Voters in Taiwan handed opposition candidate Ma Ying-jeou a landslide victory in Saturday's presidential election, raising hopes of détente with China after eight years of pro-independence brinksmanship that strained ties with the US.
The result was a rebuke to President Chen Shui-bian, whose candidate, Frank Hsieh, lost by 2 million votes out of 13.2 million cast. Analysts said it signaled a prioritizing of economic interests over ethnic identity and the anti-China rhetoric of Mr. Chen's ailing party, which also lost heavily in January's legislative elections.
"Taiwan should be united without using ethnicity as an issue for political purposes... I will be symbol of national unity, not a source of social division," said Mr. Ma at a victory press conference, taking a swipe at the opposition Democratic Progressive Party's (DDP) campaign ads that highlighted his roots on the mainland, in contrast to Taiwanese-born opponents.
A Harvard Law School graduate, Ma rose through the ranks of the Kuomintang (KMT), the political party that lost China's civil war in 1949 to Mao Zedong's communists and retreated to Taiwan where it ruled by fiat for four decades. In the 1990s, Ma served as a corruption-busting justice minister, a role that alienated many powerbrokers within his own party. He then built his own base as mayor of Taipei until 2006, before pressing his claim to lead the KMT after party candidates lost two successive presidential elections.
Now that he has secured Taiwan's top post, Ma – a mild, somewhat cautious politician – will need to keep his own party in line as Taiwan's new president, as well as display diplomatic resolve to show he isn't going soft on Beijing, say analysts. His solid mandate should strengthen his hand over the KMT-dominated legislature, but some question how well-anchored his pragmatism and financial probity is on sensitive matters such as military defenses against China.
"He's not someone with strong convictions on key issues, so he can be pushed around.... He faces a lot of pressures. It will be difficult to balance the forces within his own party," says Lo Chih-Cheng, a politics professor at Soochow University in Taipei.
Ma's vision for Taiwan
Ma's supporters say that his conciliatory approach to Beijing isn't a sellout of Taiwanese sovereignty, as opponents have claimed, and won't prevent Ma from criticizing China's human-rights abuses such as the crackdown in Tibet. Speaking during a noisy victory celebration Saturday at his campaign headquarters, Ma told reporters that any future peace treaty between the two countries must remove Chinese missiles pointed at Taiwan, currently estimated at 1,000. He also repeated a campaign pledge to maintain defense spending above 3 percent of Taiwanese gross domestic product.

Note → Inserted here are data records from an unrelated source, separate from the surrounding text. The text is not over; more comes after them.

PR #1164, opened 2026-08-18
feat(midnight-js): add ledger-8 engine core with envelope, down-convert and instance guards

sp-io:
# Overview

**PR 1004-D of the MJS-01 series (#1004)** - adds the ledger-8 engine core to `@midnight-ntwrk/midnight-js-protocol`. Stacked on #1159 (HF fixtures), which stacks on #1156 <- #1155. Merge order: #1155 -> #1156 -> #1159 -> this.

**Now also carries #1186** (golden-fixture assertions), merged into this branch rather than landing as a separate PR.

## Summary

- **`src/lib/engine/envelope.ts`** - version-aware `extractEncodedStateValue(raw, version, ledger8ContractState)`: decodes v8-era envelopes (pre-fork `contract-state[v6]`) and post-fork v9 envelopes into the shared `EncodedStateValue` POJO. `version` is validated against the decoder table before dispatch; an unknown value throws the coded `UnknownLedgerVersionError` rather than resolving through the prototype chain. Any decode failure is a typed `DownConvertFailedError` (`MIDNIGHT_JS_P_DOWN_CONVERT_FAILED`), never a silently empty state.
- **`src/lib/engine/down-convert.ts`** - `downConvertForExecution(state, ledger8Runtime)`: v9->v8 state bridge over the WASM packages' own `encode()`/`decode()` POJO round-trip. Structural integrity is checked by re-encoding and deep-comparing against the source. `assertMerkleTreesRehashed` walks the state and asserts every bounded Merkle tree has a readable root via `checkRoot`, throwing `MerkleNotRehashedError` (`MIDNIGHT_JS_P_MERKLE_NOT_REHASHED`); an unrecognised `StateValue` variant is a hard failure, not a silent skip.
- **`src/lib/engine/instance-guard.ts`** - dual-WASM fail-fast: `assertSharedLedger8Instance(axis, probeA, probeB)` compares two **class bindings** obtained from two different acquisition paths (a namespace object is not a valid probe - a re-export produces a fresh one over a single physical copy). Rejects nullish probes; throws `Ledger8InstanceMismatchError`. The single genuine axis is `onchain-runtime-v3`.
- **`src/errors.ts`** - four new error classes on the registry: `Ledger8InstanceMismatchError`, `DownConvertFailedError`, `MerkleNotRehashedError`, `UnknownLedgerVersionError`. Each error's `code` field is typed as its own literal, so `instanceof` and `code` cannot drift and consumers can `switch` exhaustively.
- **Golden fixtures (from #1186)** - `src/test/engine-golden-fixtures.test.ts` asserts the bridge against the committed hard-fork goldens: a real migrated on-chain state down-converts byte-identically to its pre-migration v8 form, a golden Merkle state comes out with a readable root, and every tampered golden fails closed without leaking bytes. `packages/protocol/turbo.json` declares the fixture directory as a test input so editing a golden invalidates the test cache.
- **Coverage** - per-glob 100/100/100/100 thresholds for `src/version.ts` and all engine modules; package totals stay 100 and always-on.
- **Deps** - `@midnight-ntwrk/onchain-runtime-v3@3.1.0` as a protocol dependency, now also pinned in the root `resolutions` alongside every other vendor runtime. The devDep npm alias `onchain-runtime-v3-alt` gives the dual-instance negatives a real second physical WASM copy.

Engine modules are intentionally **not** exported from the root entry or `./v8` - the root stays v9-static; export surfacing lands with the execution legs (PR 1004-E) as a single lazy facade, `loadLedger8Engine()`.

## Review fixes applied on this branch

A multi-agent review of the original diff surfaced these; all are fixed here.

1. **Published error message named one npm scope twice.** The dual-publish (`.github/scripts/publish-public-npm.mjs`) rewrites the old scope to the new one inside built `.js`/`.d.ts` files, not only in `package.json`. `AXIS_PACKAGE_NAMES` held both scoped names as literals, so the public-npm artifact collapsed them into one - and no test could see it, since the suite runs against unrewritten source. Scopes are now held apart from the `/` and joined at use; a test asserts the module carries no scoped literal at all.
2. **`ENVELOPE_DECODERS` was fail-open.** A plain object literal indexed by `version` resolved unexpected keys through `Object.prototype`: `'constructor'` handed the caller's own raw bytes back as an `EncodedStateValue`, `'toString'` returned `'[object Object]'` - neither throwing, both reachable from untyped JS. The table is now null-prototype and frozen, and `version` is validated before dispatch. Validating first also keeps `stage` inside its closed union.
3. **The Merkle walk silently skipped unknown variants.** The `switch` had no `default` and returns `void`, so a variant outside the five it names fell through having checked nothing and recursed into nothing. The compile-time exhaustiveness guard is now folded into the `switch` as a `never` default that also throws at runtime - the pinned `.d.ts` cannot vouch for a caller-injected runtime's WASM.
4. **`checkRoot` mishandled a fallible vendor binding.** The wasm-bindgen shim for `root()` rethrows a Rust `Err`; that throw escaped uncoded and was relabelled `DOWN_CONVERT_FAILED`, pointing the caller at its envelope bytes when the fix is to rehash. A throw and a `null` are now both reported as `MERKLE_NOT_REHASHED`, carrying the cause.
5. **`structurallyEqual` compared key counts, not key sets** - two objects sharing no key compared equal whenever the diverging key's value was `undefined`. Unreachable in today's algebra; guarded so it stays that way.
6. **Instance-guard contract narrowed to a class binding.** A re-export - the case the error message names first - produces a fresh namespace object over one physical copy, so a namespace comparison would report a mismatch on a healthy install.
7. **Tests were single-codec where production is cross-codec.** Every container test built both sides of the re-encode comparison with onchain-runtime-v3; the only genuinely cross-codec case used a bare cell. Added v9-native multi-entry-map and nested-array cases, the v8 decoder's truncated/trailing-bytes paths, the v9 extraction stage, and an explicit pin on Map order-sensitivity. #1186's goldens close the rest.
8. **Two comments claimed more than they delivered** - the `dist-laziness` onchain-runtime-v3 case passes today because no build entry reaches the engine at all, and the vendor drift detectors are checked by the pre-push hook only, never by CI. Both now say so.

## Second review round (VanessaPC), fixes applied

Five of the eight inline comments are fixed in `fc8f22d`; 20 tests red first, all green after. Package stays 239/239, coverage 100/100/100/100, lint clean.

1. **`downConvertForExecution` validated nothing about `ledger8Runtime`.** A runtime missing a binding this function dereferences raised a bare `TypeError` that the `catch` relabelled `DOWN_CONVERT_FAILED` - an error whose message sends the caller to audit input bytes that are fine. It now throws `LEDGER8_RUNTIME_INVALID` naming the absent member, matching the check the envelope seam already had. Only the two members it actually calls are checked; `ContractState` is on the interface to pin the era and is never dereferenced here.
2. **`Ledger8RuntimeInvalidError`'s remediation pointed at the wrong package.** It told callers to pass the `ContractState` that `loadLedger8()` exposes. `loadLedger8()` resolves `@midnightntwrk/ledger-v8`, which (verified against the published 8.1.1 tarball: zero dependencies, `ledger-v8.d.ts:765`) exports its *own* `ContractState` with a matching `static deserialize` on a separate WASM instance. Following the message therefore yielded a class that passes the duck-typed guard and decodes on the wrong copy. The message now names onchain-runtime-v3 and says plainly that this package exposes no accessor for it.
3. **`UnknownLedgerVersionError` shipped undocumented.** Its doc block sat immediately before a second doc block, so it was discarded and the class emitted with no typings comment. Moved down to the class it documents; confirmed in `dist/errors.d.ts`.
4. **A nullish instance probe was diagnosed as a dual-instantiation.** A caller who omitted a probe was told two physical copies exist and sent to `npm why` after a duplicate that is not there. Nullish probes now throw `LEDGER8_RUNTIME_INVALID` - the same code the envelope seam uses for a binding handed over incomplete - and the mismatch error is reserved for an actual reference-equality failure.
5. **The axis package-name table was fail-open.** It kept its prototype and `axis` was never validated, so a non-axis string rendered an `Object.prototype` member as the npm package to trace (`@scope/function Object() { [native code] }`). The table is now null-prototype and frozen, and `axis` is validated against a closed, `satisfies`-checked set in `instance-guard.ts` before any probe is compared, throwing the new `UnknownLedger8AxisError` (`MIDNIGHT_JS_P_UNKNOWN_LEDGER8_AXIS`). The axis set lives in the engine module rather than in `errors.ts`, which is a build entry - nothing outside needs to test an axis, and `satisfies` fails the build if the union grows.

Not applied:

- **`vitest.config.ts:52`** - the comment is correct as written. The claim that a glob-matched file leaves the global aggregate does not hold for the pinned Vitest 4.1.7: `resolveThresholds` adds *every* file to the global map, under its own comment `// Global threshold is for all files, even if they are included by glob patterns`. That was the behaviour in older majors, not this one, so the per-glob entries are an extra gate rather than a replacement - which is what the comment says.
- **`down-convert.ts:212/215/219`** (the `!` assertions) - the consistency argument holds, but each new guard needs a fake-runtime test to keep the per-file 100% branch floor, so it is a follow-up rather than part of this round.
- **`envelope.ts:115`** (v9 requiring the pre-fork runtime) - kept as it is, docblock corrected in `64a5068`. The comment defended the unconditional requirement by the cost to a v9-only consumer; there is no such consumer. `extractEncodedStateValue` has one call site in the whole stack - `createLedger8Engine()` in #1168/#1165 - and it has already awaited onchain-runtime-v3 two lines earlier to assemble the runtime for `downConvertForExecution`. The v9 decoder is there so the bridge can read a post-fork envelope before down-converting it; a caller with no pre-fork runtime reads ledger-v9 directly and never reaches this function. Note also that overloads (or a discriminated parameter object) would not compile against that call site, which passes `version` as a `LedgerVersion` union value rather than a literal. The docblock now gives the real reason and records the condition that flips it: if this seam is ever surfaced beyond the engine, make the parameter optional and move the check into the `'v8'` decoder.

**Downstream:** `assertSharedLedger8Instance` and `downConvertForExecution` change only which coded error a misuse produces, and no signature moved, so #1168 and #1165 need a merge-forward but no code change.

## Dependent PRs: already synced

The stack has been merged forward, so #1168 and #1165 already carry these fixes.

- **#1168 (`feat/1004-engine-execution`)** - 270/270, lint clean, coverage 100/100/100/100. Two conflicts needed a decision rather than a union. Both branches had hardened the same prototype-chain hole in `extractEncodedStateValue`; this branch's resolution won, because a distinct `UNKNOWN_LEDGER_VERSION` code lets a consumer tell a bad version from bad bytes, and the offending string stays in a field instead of being interpolated into the message. The `'envelope extraction'` member of `DownConvertStage` is unreachable under that resolution and was dropped. #1168's prototype-member test was superseded by the wider one here, so the duplicate went and its two unique contributions were folded into the survivor: the `'v7'` case, and the note that `Ledger8Engine.extractState` is the reachable path.
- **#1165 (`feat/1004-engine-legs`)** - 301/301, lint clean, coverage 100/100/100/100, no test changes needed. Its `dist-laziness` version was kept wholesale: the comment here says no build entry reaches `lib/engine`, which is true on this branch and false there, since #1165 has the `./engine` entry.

Ma's promise to boost incomes by promoting closer trade and investment ties with China was partly echoed by Mr. Hsieh, suggesting consensus amid Taiwan's fractious politics. Analysts and colleagues warn that Ma's olive branch will quickly encounter friction, though, if his trade negotiators brush up against Beijing's implacable claim over Taiwan, an island that is sovereign in all but name.
One irritant in that relationship appeared to fade Saturday when most voters ignored two referendums asking if they supported Taiwan's bid to join the United Nations, which China and the US had criticized in advance. Only 35 percent of voters participated, in contrast to a 76 percent turnout on the presidential ballot. That rendered the referendums, which were overwhelmingly yes votes, invalid.
In his press conference, Ma said that he wanted Taiwan to be a "responsible stakeholder" in international circles and to restore "mutual trust" with the US, Taiwan's closest ally. He said he would seek to restore direct air links with China and bring more Chinese tourists to Taiwan as his first steps towards economic cooperation that may eventually yield a "common market" for goods and services.
Ma's popularity could rile China
But the road to détente with Beijing, a key plank of Ma's program, is still lined with speed bumps. One unexpected hurdle may emerge from Ma's own popularity, both in Taiwan and in Hong Kong and other parts of China, says Christopher McNally, a research fellow at the East-West Center in Hawaii. As Ma begins to reach out to China, and his international profile rises, hard-liners in Beijing may think twice about giving a platform to a photogenic leader whose legitimacy is based on a free vote.
"It was easy to demonize Chen and portray Taiwan democracy as an aberration, something that wasn't natural and didn't function well," says Mr. McNally. By contrast, Ma may prompt more Chinese "to become aware of Taiwan as a working democracy with a well-spoken leader, and to ask why they can't elect a leader like that?"
Jason Hu, a longtime friend and colleague of Ma, says his presidency will mark a turning point for Taiwan. A KMT executive twice-elected mayor of Taichung, the country's third-largest city, Mr. Hu denies opposition claims that KMT control of both the legislature and presidency for the first time since 2000 will stifle Taiwan's young democracy. Instead, he says, Ma can heal the divisions while reviving civic pride.
"I really want [Ma] to be a president of all people. Not just for a party, or part of the people ... to be a president that respects the Constitution and the system," he says.